A (naive) approach to help

We can fix this problem in a fairly simple manner: We only need to iterate over the graph once, and check all the patterns during the iteration. First, we initialize a hash map to store the results: The keys will be strings (one for each infection state) and the values the number of people in the state.

val countMap = mutable.HashMap.empty[String, Int]

We then get all of the Person nodes on the graph

val nodes = graphProvider.fetchNodes(label)

We now iterate over the nodes, typecaste them to the Person class, check the appropriate infectionState attribute, and increment countMap accordingly.

nodes.foreach(node => {
  val infectedState = node.as[Person].infectionState
  val existingCount = countMap.getOrElse(infectedState, 0)
  countMap.put(infectedState, existingCount + 1)
})

Hint

The typecasting is done because fetchNodes returns an iterator of GraphNode objects, which lack the infectionState attribute that we need.

We can then fairly easily obtain the counts from the hashmap, using the getOrElse attribute (which returns the value present in the map, and if it doesn’t exist, returns a set default)

countMap.getOrElse(Susceptible.toString, 0)
countMap.getOrElse(Infected.toString, 0)
countMap.getOrElse(Removed.toString, 0)

However, this approach can take even longer than the original one, despite only looping over the graph once instead of thrice. What went wrong?

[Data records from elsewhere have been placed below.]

PR #8127, opened 2026-06-08
fix(electron): avoid logging local file sync paths

cocojojo5213:
## Summary
- stop logging local file sync file paths and directory entries from the Electron IPC handlers
- replace raw local sync errors with error name/code metadata
- keep diagnostics for operation type, data length, local revision presence, and directory entry count

## Why
Part of #7870. Local file sync paths and directory contents can expose user-specific filesystem information in exported logs. The diagnostics should remain useful without recording those paths or entries.

## Verification
- `npm run checkFile electron/local-file-sync.ts`
- `npm run electron:build`
- `CHROME_BIN=/snap/bin/chromium git push -u origin fix/local-file-sync-safe-log-7870`


johannesjo:
Thank you!

PR #8128, opened 2026-06-08
fix(core): avoid logging crash user data

cocojojo5213:
## Summary
- stop logging the crash alert user-data backup object
- remove a debug log of the GitHub issue link DOM collection
- keep the explicit crash export and anonymized export buttons unchanged

## Why
Part of #7870. The crash alert can receive a complete backup object so users can explicitly export it for debugging. That object should not also be written into exported logs automatically.

## Verification
- `npm run checkFile src/app/core/error-handler/global-error-handler.util.ts`
- `CHROME_BIN=/snap/bin/chromium npm run test:file src/app/core/error-handler/global-error-handler.util.spec.ts`
- `CHROME_BIN=/snap/bin/chromium git push -u origin fix/global-error-safe-log-7870`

The answer is in the typecasting: using as creates a new instance of the Person class. As this is being done for every node on the graph, it takes a fair amount of time, and ends up slowing down the code to the point that it’s slower than the original.

The fastest solution

We only want a single parameter of the Person class (namely, the InfectionState). As such, there’s another method that we can use to do the same thing as typecasting, but faster.

Caution

The method described below works in this specific use case, but may not in others. Furthermore, it’s implementation is not particularly readable: consider the tradeoff between readability and performance, and what’s right for you.

Using the getParams and apply methods of the GraphNode class together, we can obtain a parameter of the node:

val infectedState = node.getParams.apply("infectionState").toString

Caution

This will only work if you know for a fact that your node is a Person: Houses, workplaces, etc are also stored as nodes on the graph, and so you have to be certain that you’re only running the above line on the appropriate nodes.

In this case, we’ve already filtered the nodes, by fetching only the ones with the Person label.

Putting it all together, the class SIROutputSpec is as follows:

package com.bharatsim.examples.epidemiology.sir

import com.bharatsim.engine.Context
import com.bharatsim.engine.listeners.CSVSpecs
import com.bharatsim.examples.epidemiology.sir.InfectionStatus.{Infected, Removed, Susceptible}

import scala.collection.mutable

class SIROutputSpec(context: Context) extends CSVSpecs {
  override def getHeaders: List[String] =
    List(
      "Step",
      "Susceptible",
      "Infected",
      "Removed"
    )

  override def getRows(): List[List[Any]] = {

    val graphProvider = context.graphProvider
    val label = "Person"
    val countMap = mutable.HashMap.empty[String, Int]
    val nodes = graphProvider.fetchNodes(label)
    nodes.foreach(node => {
      val infectedState = node.getParams.apply("infectionState").toString
      val existingCount = countMap.getOrElse(infectedState, 0)
      countMap.put(infectedState, existingCount + 1)
    })

    val row = List(
      context.getCurrentStep,
      countMap.getOrElse(Susceptible.toString, 0),
      countMap.getOrElse(Infected.toString, 0),
      countMap.getOrElse(Removed.toString, 0)
    )
    return List(row)

  }
}

Hint

We import scala.collection.mutable in order to use the HashMap datatype.

This implementation can lead to considerable performance improvements, especially if you were originally looping over the graph a large number of times.